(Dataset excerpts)

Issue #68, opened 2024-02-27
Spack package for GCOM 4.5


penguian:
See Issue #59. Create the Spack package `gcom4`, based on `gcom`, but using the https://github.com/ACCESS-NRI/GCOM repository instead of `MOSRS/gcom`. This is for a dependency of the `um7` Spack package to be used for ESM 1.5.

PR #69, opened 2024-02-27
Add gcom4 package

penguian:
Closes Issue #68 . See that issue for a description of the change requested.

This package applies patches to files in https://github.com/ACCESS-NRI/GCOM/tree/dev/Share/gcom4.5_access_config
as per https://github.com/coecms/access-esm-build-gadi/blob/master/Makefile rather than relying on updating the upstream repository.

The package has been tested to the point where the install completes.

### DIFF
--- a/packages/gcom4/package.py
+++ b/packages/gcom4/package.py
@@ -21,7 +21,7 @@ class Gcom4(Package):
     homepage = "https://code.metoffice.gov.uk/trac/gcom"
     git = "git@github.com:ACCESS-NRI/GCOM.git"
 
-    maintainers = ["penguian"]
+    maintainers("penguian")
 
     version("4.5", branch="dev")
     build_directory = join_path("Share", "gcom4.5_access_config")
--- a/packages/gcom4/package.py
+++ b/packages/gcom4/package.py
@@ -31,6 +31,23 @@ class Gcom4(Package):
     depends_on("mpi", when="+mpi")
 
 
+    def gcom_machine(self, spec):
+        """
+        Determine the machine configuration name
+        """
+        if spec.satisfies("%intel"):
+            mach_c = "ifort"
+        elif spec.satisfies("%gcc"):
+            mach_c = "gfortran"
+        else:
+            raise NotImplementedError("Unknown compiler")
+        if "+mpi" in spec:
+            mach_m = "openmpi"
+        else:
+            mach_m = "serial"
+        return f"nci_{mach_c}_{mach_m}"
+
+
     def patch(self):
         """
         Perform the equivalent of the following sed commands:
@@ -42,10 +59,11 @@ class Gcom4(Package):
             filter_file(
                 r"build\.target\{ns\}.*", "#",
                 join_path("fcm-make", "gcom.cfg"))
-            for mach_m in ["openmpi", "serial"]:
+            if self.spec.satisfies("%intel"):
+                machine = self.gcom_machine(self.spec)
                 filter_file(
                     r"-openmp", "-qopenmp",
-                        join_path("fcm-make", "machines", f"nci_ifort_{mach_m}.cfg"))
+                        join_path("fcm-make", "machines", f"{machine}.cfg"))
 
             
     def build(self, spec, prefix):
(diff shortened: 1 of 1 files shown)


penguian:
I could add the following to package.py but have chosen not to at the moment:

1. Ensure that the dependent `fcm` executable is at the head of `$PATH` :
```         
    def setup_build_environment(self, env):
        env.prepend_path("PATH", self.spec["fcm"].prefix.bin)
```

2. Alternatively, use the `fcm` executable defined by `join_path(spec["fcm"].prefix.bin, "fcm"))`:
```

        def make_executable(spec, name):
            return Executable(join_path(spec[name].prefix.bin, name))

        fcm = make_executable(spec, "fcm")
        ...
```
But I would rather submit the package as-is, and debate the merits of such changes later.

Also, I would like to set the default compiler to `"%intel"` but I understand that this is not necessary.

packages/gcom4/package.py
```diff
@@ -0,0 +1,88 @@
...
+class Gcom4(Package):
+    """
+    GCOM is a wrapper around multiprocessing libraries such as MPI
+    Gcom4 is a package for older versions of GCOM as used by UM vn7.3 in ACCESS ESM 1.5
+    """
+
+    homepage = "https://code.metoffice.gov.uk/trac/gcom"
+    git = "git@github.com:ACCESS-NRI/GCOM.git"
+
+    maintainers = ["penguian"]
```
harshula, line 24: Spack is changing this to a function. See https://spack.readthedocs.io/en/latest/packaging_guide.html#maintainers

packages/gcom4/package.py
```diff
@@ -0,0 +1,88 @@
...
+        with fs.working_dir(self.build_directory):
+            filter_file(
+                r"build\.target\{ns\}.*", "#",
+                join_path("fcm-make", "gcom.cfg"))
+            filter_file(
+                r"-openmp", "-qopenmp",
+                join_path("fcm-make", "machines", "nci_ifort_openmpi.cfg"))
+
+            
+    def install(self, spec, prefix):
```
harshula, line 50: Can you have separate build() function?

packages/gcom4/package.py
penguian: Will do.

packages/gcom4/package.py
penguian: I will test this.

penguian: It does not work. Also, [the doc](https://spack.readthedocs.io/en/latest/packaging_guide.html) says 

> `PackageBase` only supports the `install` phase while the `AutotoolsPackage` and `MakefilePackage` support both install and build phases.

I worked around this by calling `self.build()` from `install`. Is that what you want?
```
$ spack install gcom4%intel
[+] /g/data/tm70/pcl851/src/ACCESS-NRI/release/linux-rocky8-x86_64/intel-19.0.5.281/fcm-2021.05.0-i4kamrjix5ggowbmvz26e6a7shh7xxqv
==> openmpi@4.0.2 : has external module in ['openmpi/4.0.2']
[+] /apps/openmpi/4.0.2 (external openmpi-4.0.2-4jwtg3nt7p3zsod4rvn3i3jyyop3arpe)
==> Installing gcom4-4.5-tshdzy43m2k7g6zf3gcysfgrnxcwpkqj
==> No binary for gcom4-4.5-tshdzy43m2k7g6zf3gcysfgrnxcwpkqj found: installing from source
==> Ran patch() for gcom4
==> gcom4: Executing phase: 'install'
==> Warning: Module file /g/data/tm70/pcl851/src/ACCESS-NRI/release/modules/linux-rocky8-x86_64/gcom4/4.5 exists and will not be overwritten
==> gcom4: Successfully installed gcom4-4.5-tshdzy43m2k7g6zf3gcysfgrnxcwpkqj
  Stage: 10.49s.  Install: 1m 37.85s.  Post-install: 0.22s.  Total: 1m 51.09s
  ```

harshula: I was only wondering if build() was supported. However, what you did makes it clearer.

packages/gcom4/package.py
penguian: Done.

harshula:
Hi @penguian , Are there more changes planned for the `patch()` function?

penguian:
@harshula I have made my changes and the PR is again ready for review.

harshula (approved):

* **GOAL OF THE EXERCISE**
Copy only the entries from the first line to the line with "-21,7 +21,7 @@", each exactly as it appears.

* **REPLY**
Issue #68, opened 2024-02-27
Spack package for GCOM 4.5


penguian:
See Issue #59. Create the Spack package `gcom4`, based on `gcom`, but using the https://github.com/ACCESS-NRI/GCOM repository instead of `MOSRS/gcom`. This is for a dependency of the `um7` Spack package to be used for ESM 1.5.

PR #69, opened 2024-02-27
Add gcom4 package

penguian:
Closes Issue #68 . See that issue for a description of the change requested.

This package applies patches to files in https://github.com/ACCESS-NRI/GCOM/tree/dev/Share/gcom4.5_access_config
as per https://github.com/coecms/access-esm-build-gadi/blob/master/Makefile rather than relying on updating the upstream repository.

The package has been tested to the point where the install completes.

### DIFF
--- a/packages/gcom4/package.py
+++ b/packages/gcom4/package.py
@@ -21,7 +21,7 @@ class Gcom4(Package):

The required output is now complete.